Third, the authors replace the costly exact Jacobian recomputation at every iteration with a Broyden rank‑one update. The Broyden formula Jₖ₊₁ = Jₖ + (Δr – JₖΔp)Δpᵀ/(ΔpᵀΔp) provides a low‑cost approximation that preserves the secant condition while dramatically reducing the number of expensive function evaluations, especially in high‑dimensional problems. To prevent drift, the implementation periodically (e.g., every ten iterations) recomputes the Jacobian exactly, striking a balance between accuracy and efficiency.
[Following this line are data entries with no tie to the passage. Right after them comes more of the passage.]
PR #670, opened 2024-03-04
fix order of processed changes (dictionary doesn't guarantee order), …

PawelPawelec-RDX:
…make sure we create new value per each element (bug with updating previous reference).


src/RadixDlt.NetworkGateway.PostgresIntegration/LedgerExtension/KeyValueStoreProcessor.cs
```diff
@@ -0,0 +1,281 @@
...
+
+internal record struct KeyValueStoreChangePointerLookup(long KeyValueStoreEntityId, long StateVersion, ValueBytes Key);
+
+internal record KeyValueStoreChangePointer(ReferencedEntity ReferencedEntity, CoreModel.GenericKeyValueStoreEntrySubstate KeyValueStoreEntry);
+
+internal class KeyValueStoreProcessor
+{
+    private readonly ProcessorContext _context;
+
+    private Dictionary<KeyValueStoreChangePointerLookup, KeyValueStoreChangePointer> _changePointers = new();
```
krzlabrdx, line 86: Please use `ChangeTracker` instead of `Dictionary+List`.

src/RadixDlt.NetworkGateway.PostgresIntegration/LedgerExtension/KeyValueStoreProcessor.cs
```diff
@@ -0,0 +1,281 @@
...
+            var isDeleted = change.KeyValueStoreEntry.Value == null;
+            var entry = new KeyValueStoreEntryHistory
+            {
+                Id = _context.Sequences.KeyValueStoreEntryHistorySequence++,
+                KeyValueStoreEntityId = lookup.KeyValueStoreEntityId,
+                FromStateVersion = lookup.StateVersion,
+                Key = change.KeyValueStoreEntry.Key.KeyData.GetDataBytes(),
+                IsLocked = change.KeyValueStoreEntry.IsLocked,
+                IsDeleted = isDeleted,
+                Value = isDeleted ? null : change.KeyValueStoreEntry.Value!.Data.StructData.GetDataBytes(),
```
krzlabrdx, line 161: Absolutely minor notice: why do we need `!.` if we already know it is not null (`isDeleted == false`)?

krzlabrdx (changes requested):

krzlabrdx (approved):

PR #686, opened 2024-03-17
Fix configuration for page size in compose file and environment template

Krulknul:
I was having issues trying to set up a different maximum page size for my own gateway instance. 

I would make the maximum higher in the `.env`, but it would still give an error when I tried to request more than 100 items in a page. I asked around on Discord and Mleekko came up with the answer [here](https://discord.com/channels/417762285172555786/1149370695206318151/1218902879813894234). Seems somehow the docker-compose file was incorrect.

I tested Mleekko's answer by setting the `GatewayApi__Endpoint__MaxPageSize` to 5. This caused the gateway to crash, as this variable may not be lower than the `GatewayApi__Endpoint__DefaultPageSize`. That's why I also added this to the docker-compose file and the environment template.


PawelPawelec-RDX:
thanks! nice spot. Can you please create pr against develop branch? @Krulknul

Krulknul:
> thanks! nice spot. Can you please create pr against develop branch? @Krulknul

Ah, Excuse me. Should have read the contribution document. I'm on it.

PR #687, opened 2024-03-18
Fix configuration for page size in compose file and environment template

Krulknul:
Duplicate of #686 but against developer branch.


PawelPawelec-RDX (approved):

PawelPawelec-RDX:
Thanks a lot for your contribution!

PR #703, opened 2024-03-29
Fix processing authorized badges if badge doesn't exist and or used i…

PawelPawelec-RDX:


src/RadixDlt.NetworkGateway.PostgresIntegration/LedgerExtension/AccountAuthorizedDepositorsProcessor.cs
```diff
@@ -75,7 +75,7 @@
 
 namespace RadixDlt.NetworkGateway.PostgresIntegration.LedgerExtension;
 
-internal record struct AccountAuthorizedDepositorsDbLookup(long AccountEntityId, long ResourceEntityId, long? NonFungibleIdDataId);
+internal record struct AccountAuthorizedDepositorsDbLookup(long AccountEntityId, long ResourceEntityId, string? NonFungibleId);
```
krzlabrdx, line 78: This and the correlated SQL query might blow into our faces later on. Maybe we should treat both variants separately from day one?

krzlabrdx (approved):

PR #704, opened 2024-03-29
Transaction pre validation endpoint

PawelPawelec-RDX:
There are many todos to fill in description, i'll fill that once we agree how contract should look like.


src/RadixDlt.NetworkGateway.GatewayApi/gateway-api-schema.yaml
```diff
@@ -2387,7 +2411,90 @@ components:
...
+    AccountDepositPreValidationDecidingFactors:
+      description: Deciding factors used to calculate response.
+      type: object
+      required:
+        - default_deposit_rule
+      properties:
+        is_badge_authorized_depositor:
+          description: Whether the input badge belongs to the account's set of authorized depositors. This field will only be present if any badge was passed in the request.
+          type: boolean
+          nullable: true
```
krzlabrdx, line 2433: I think it's enough to not enlist this type in `required`?

src/RadixDlt.NetworkGateway.GatewayApi/gateway-api-schema.yaml
```diff
@@ -2387,7 +2411,90 @@ components:
...
+
+    TransactionAccountDepositPreValidationAuthorizedDepositorBadge:
+      type: object
+      required:
+        - badge_type
+        - resource_address
+      properties:
+        badge_type:
+          $ref: "#/components/schemas/AccountAuthorizedDepositorBadgeType"
+        resource_address:
```
krzlabrdx, line 2477: I believe we were supposed to move `resource_address` to derived types as the fact that it exists in all derived types today is nothing more but a coincidence.

src/RadixDlt.NetworkGateway.GatewayApi/gateway-api-schema.yaml
```diff
@@ -3011,6 +3118,44 @@ components:
...
+              $ref: "#/components/schemas/Address"
+            resource_addresses:
+              type: array
+              items:
+                $ref: "#/components/schemas/Address"
+            badge:
+              $ref: "#/components/schemas/TransactionAccountDepositPreValidationAuthorizedDepositorBadge"
+          example:
+            account_address: "<account_address>"
+            resource_addresses: ["<resource_address>"]
```
krzlabrdx, line 3138: IIRC we use hyphens not underscores for those placeholders?

src/RadixDlt.NetworkGateway.PostgresIntegration/Services/QueryHelper.cs
```diff
@@ -0,0 +1,110 @@
...
+    internal static async Task<TEntity> GetEntity<TEntity>(ReadOnlyDbContext dbContext, EntityAddress address, GatewayApiSdk.Model.LedgerState ledgerState, CancellationToken token)
+        where TEntity : Entity
+    {
+        var entity = await dbContext
+            .Entities
+            .Where(e => e.FromStateVersion <= ledgerState.StateVersion)
+            .AnnotateMetricName()
+            .FirstOrDefaultAsync(e => e.Address == address, token);
+
+        if (entity == null)
```
krzlabrdx, line 98: Just remember that we can't use it anywhere virtual accounts/identities are expected! Are we OK with that?

krzlabrdx (changes requested):

src/RadixDlt.NetworkGateway.GatewayApi/gateway-api-schema.yaml
PawelPawelec-RDX: it defaulted to false without it. I think it handles differently simple types.

src/RadixDlt.NetworkGateway.GatewayApi/gateway-api-schema.yaml
PawelPawelec-RDX: yes, but couldn't force openAPI generator to properly generate classes if that was inside child classes.

src/RadixDlt.NetworkGateway.PostgresIntegration/Services/QueryHelper.cs
PawelPawelec-RDX: yes, we don't expect virtual entities in places where I've used it.

krzlabrdx (approved):

PR #432, opened 2018-03-23
Rakudo Issue 1622: Fix bug with iteration of empty character class

jstuder-gh:
Check that there is at least one character class before applying the
regex nodes.

When compiling the 'conj' regex node, it expects to be able to shift
off at least one child node and iterates past the end as a result.

Fixes [Rakudo Issue #1622](https://github.com/rakudo/rakudo/issues/1622)

### DIFF
--- a/src/QRegex/P6Regex/Actions.nqp
+++ b/src/QRegex/P6Regex/Actions.nqp
@@ -765,8 +765,8 @@ class QRegex::P6Regex::Actions is HLL::Actions {
             @alts.push(QAST::Regex.new( $str, :rxtype<enumcharlist>, :node($/), :negate( $<sign> eq '-' ),
                                         :subtype($RXm ?? 'ignoremark' !! '') ))
                 if nqp::chars($str);
-            $qast := +@alts == 1 ?? @alts[0] !!
-                $<sign> eq '-' ??
+            $qast := ( my $num := +@alts ) == 1 ?? @alts[0] !!
+                0 < $num && $<sign> eq '-' ??
                     QAST::Regex.new( :rxtype<concat>, :node($/), :negate(1),
                         QAST::Regex.new( :rxtype<conj>, :subtype<zerowidth>, |@alts ),
                         QAST::Regex.new( :rxtype<cclass>, :name<.> ) ) !!


lizmat:
Looks good to me.

jstuder-gh:
Ok then if there are no objections I will merge this in tonight.

jnthn:
I think this should probably give an error rather than work; surely nobody ever intends to write an empty character class.

AlexDaniel:
But ``<[]>`` does not give an error, so this PR seems to be consistent.

jstuder-gh:
I experimented with adding an error message like so ([see this commit](https://github.com/jstuder-gh/nqp/commit/7c41dfa72a4e7b4f21e148b990d3b11e382e6f0e)), but then NQP would not build without displaying that error so I backed off from that. 

I can try experimenting a bit more with it tonight, but that was the reason I submitted it without the error. Looking at it again, that isn't the best place for that assertion (as it's only checking the first character class), so maybe it could work but is just poorly placed.

jstuder-gh:
I've updated the branch so that it will panic if it encounters an empty char class (<[ ]>, <+[ ]>, or <-[ ]>). I had to add the check for whether the rxtype is 'cclass'; cclass_backslash nodes have no children and were causing the NQP build to fail. 

When running the spectest [these tests](https://github.com/perl6/roast/blob/master/S05-mass/stdrules.t#L313) cause it to die and thus fail. Do we modify the tests in this case?

jstuder-gh:
Looking at the [RT thread](https://rt.perl.org/Public/Bug/Display.html?id=109674) related to the [tests that fail](https://github.com/perl6/roast/blob/master/S05-mass/stdrules.t#L313) with the panic added, it looks like the empty character class is an intentional thing. I guess I'll remove the panic commit? That looks to be the proper behavior.

AlexDaniel:
These tests are part of 6.c-errata. I can't say if it's a “proper” behavior or not, but it is what it is in v6.c. We can easily merge this without the panic commit, or we can merge it if it acts this way in v6.d only.

Well, unless someone can justify why the current behavior is very wrong.

jstuder-gh:
How about I remove the panic commit from this branch, reapply on another branch, and submit a separate PR or issue inviting comment on whether the panic is appropriate to include in v6.d? That way we can merge in the sure thing and defer the panic question for now.

Can we specify in the roast that certain blocks adhere to a particular standard (ie lexically scoped 'use v6.*' statements)? So if we add a test to indicate that the <-[ ]> does not error now, and if the panic behavior is adopted for v6.d we can clarify the old tests apply to v6.c and make new tests that apply only to v6.d?

AlexDaniel:
@jstuder-gh Your patch should work both under v6.c and v6.d at the same time, doing the “right” thing depending on which version is used (e.g. `use v6.c` vs `use v6.d.PREVIEW`).

Yes, please split it in two and we'll discuss the second part separately.

jstuder-gh:
@AlexDaniel I re-pushed the branch but this time without the panic commit. I will resubmit that commit as a separate PR soon.

PR #435, opened 2018-04-07
[RFC] Panic when given empty character class <[ ]>

jstuder-gh:
Description: 
Check whether the QAST node has any children to determine if it is
empty.  The exception are the backslash cclass nodes (\b, \n, \s, etc).

When providing a fix for [Rakudo Issue 1622](https://github.com/rakudo/rakudo/issues/1622), there was some discussion about whether the empty character class should be allowed at all ([see discussion here](https://github.com/perl6/nqp/pull/432)).

Should this panic behavior be adopted as part of the official behavior of Perl 6 in future releases (6.d+) despite it being somewhat at odds with the behavior detailed in the roast before?

### DIFF
--- a/src/QRegex/P6Regex/Actions.nqp
+++ b/src/QRegex/P6Regex/Actions.nqp
@@ -772,6 +772,13 @@ class QRegex::P6Regex::Actions is HLL::Actions {
                         QAST::Regex.new( :rxtype<cclass>, :name<.> ) ) !!
                     QAST::Regex.new( :rxtype<alt>, |@alts );
         }
+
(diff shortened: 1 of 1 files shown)


JJ:
Is there any point in keeping these PRs here? Can they be salvaged/closed? First thing would be; I guess, to rebase to current main branch, right?

lizmat:
Good question. I propose we look at all of the PRs in NQP / Rakudo again after RakuAST is fully integrated.  It's too much of a shifting landscape at the moment, I'd say.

The experimental section evaluates these three modifications—individually and in combination—against a suite of twelve benchmark problems, ranging from classic test functions (Rosenbrock, Powell’s singular, Himmelblau) to realistic physical‑chemistry models (electronic structure fitting). For each problem the authors generate 100 random initial parameter sets and compare four algorithmic variants: the standard LM, LM with only Broyden updates, LM with only the geodesic acceleration term, and the full hybrid (all three enhancements). Performance metrics include average iteration count, final RSS error, and success rate (fraction of runs that meet a predefined convergence tolerance).

Results demonstrate that the geodesic‑acceleration term alone yields the most dramatic reduction in iteration count for narrow‑valley problems such as Rosenbrock, cutting the average iterations by roughly 45 % compared with standard LM. However, its robustness to bad initial guesses remains limited. The uphill‑step acceptance dramatically improves success rates for problems where the initial guess lies outside the basin of attraction, raising success from ~78 % to >90 % in the most challenging cases, albeit with a modest increase in iteration count. The Broyden update alone reduces total CPU time by about 30 % due to fewer Jacobian evaluations, but does not significantly affect convergence speed. When all three enhancements are combined (the “LM‑Full” configuration), the algorithm achieves the best of both worlds: high success rates (>92 % across all benchmarks), the lowest average iteration counts, and a net runtime comparable to or better than the standard implementation because the Broyden updates offset the extra cost of the geodesic term.

Beyond performance, the authors contribute an open‑source implementation in both Python and C++. The code exposes tunable hyper‑parameters—initial λ, λ increase/decrease factors, uphill‑step acceptance probability, and Broyden refresh interval—allowing practitioners to tailor the optimizer to specific problem characteristics. Documentation emphasizes that convergence speed and robustness are often antagonistic objectives; the presented suite of enhancements is designed to mitigate this trade‑off rather than favor one aspect at the expense of the other.

In conclusion, the paper provides a well‑grounded, experimentally validated set of modifications that collectively accelerate LM convergence in ill‑conditioned valleys while simultaneously strengthening its ability to recover from poor initializations. The combination of a curvature‑aware geodesic correction, a probabilistic uphill‑step policy, and an efficient quasi‑Newton Jacobian update constitutes a practical, flexible toolkit for a broad range of scientific and engineering applications that rely on nonlinear least‑squares fitting.